SupChina illustration by Derek Zheng
Mixed martial arts fighter Zhāng Wěilì 张伟丽 successfully defended her Ultimate Fighting Championship strawweight title against Polish fighter Joanna Jedrzejczyk in a fight that many are calling the best ever in women’s MMA.
Each woman threw roughly 400 punches, with the odd elbow and kick mixed in. At the end of five rounds, both were bruised and bloody — Jedrzejczyk suffered a grotesque hematoma that made her forehead look literally like an alien’s — but it was Zhang who was awarded the judge’s decision. “It’s one of the best fights I’ve ever seen, period,” UFC president Dana White gushed afterward.

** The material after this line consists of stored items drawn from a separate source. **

PR #889, opened 2022-12-28
Replace OpenStruct with ProposalDetail class

allbecauseyoutoldmeso:
### Description of change

- Use custom `ProposalDetail` class instead of `OpenStruct` to parse `planning_application.proposal_details`.

### Story Link

https://trello.com/c/GjWdNTTK/1369-openstruct-refactoring


app/components/concerns/proposal_detailable.rb
```diff
@@ -0,0 +1,21 @@
+# frozen_string_literal: true
+
+module ProposalDetailable
+  extend ActiveSupport::Concern
+
+  included do
+    def formatted_policy_refs
```
allbecauseyoutoldmeso, line 7: I've just moved this method from somewhere else, but would love suggestions for nice ways to refactor it!

spec/components/proposal_details/list_component_spec.rb
```diff
@@ -3,92 +3,60 @@
...
+  end
+
+  it "renders first group with correct numbered questions" do
+    group_a = page.find("h4", text: "Group a").find(:xpath, "../..")
+    expect(group_a).to have_content("1. \n  \n    Test question 1")
+    expect(group_a).to have_content("2. \n  \n    Test question 3")
+  end
 
-    it "returns numbered proposal details grouped by portal name" do
-      expect(list_component.send(:groups)).to eq(
```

Before the fight, Jedrzejczyk posted a meme (since deleted) of a promotional poster showing herself wearing a gas mask. Zhang fired back on Instagram: “Say what you want about me if it makes you feel stronger but do not joke about what’s happening here. I wish you good health until March 7th.” Zhang’s victory was celebrated in China, but also caused controversy:
“Zhang Weili embodies true feminism,” commented (in Chinese) one Weibo user. “When people look down on Chinese people, we beat them to the point where they have to show respect for us.” Chinese social media platforms were flooded with this type of nationalistic comment. This wave of largely male-driven “feminism” has received intense scrutiny (in Chinese) from the feminist community, who argue that this narrative is actually harming feminist movements in China.